PROBLEM DETAILS
A word-for-word copy of the listing that follows is required.

DATA PROVIDED
* * *
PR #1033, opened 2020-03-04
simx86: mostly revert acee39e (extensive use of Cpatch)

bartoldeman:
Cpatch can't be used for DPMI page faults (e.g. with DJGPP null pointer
* * *
RESPONSE TO THE EXERCISE
PR #1033, opened 2020-03-04
simx86: mostly revert acee39e (extensive use of Cpatch)

bartoldeman:
Cpatch can't be used for DPMI page faults (e.g. with DJGPP null pointer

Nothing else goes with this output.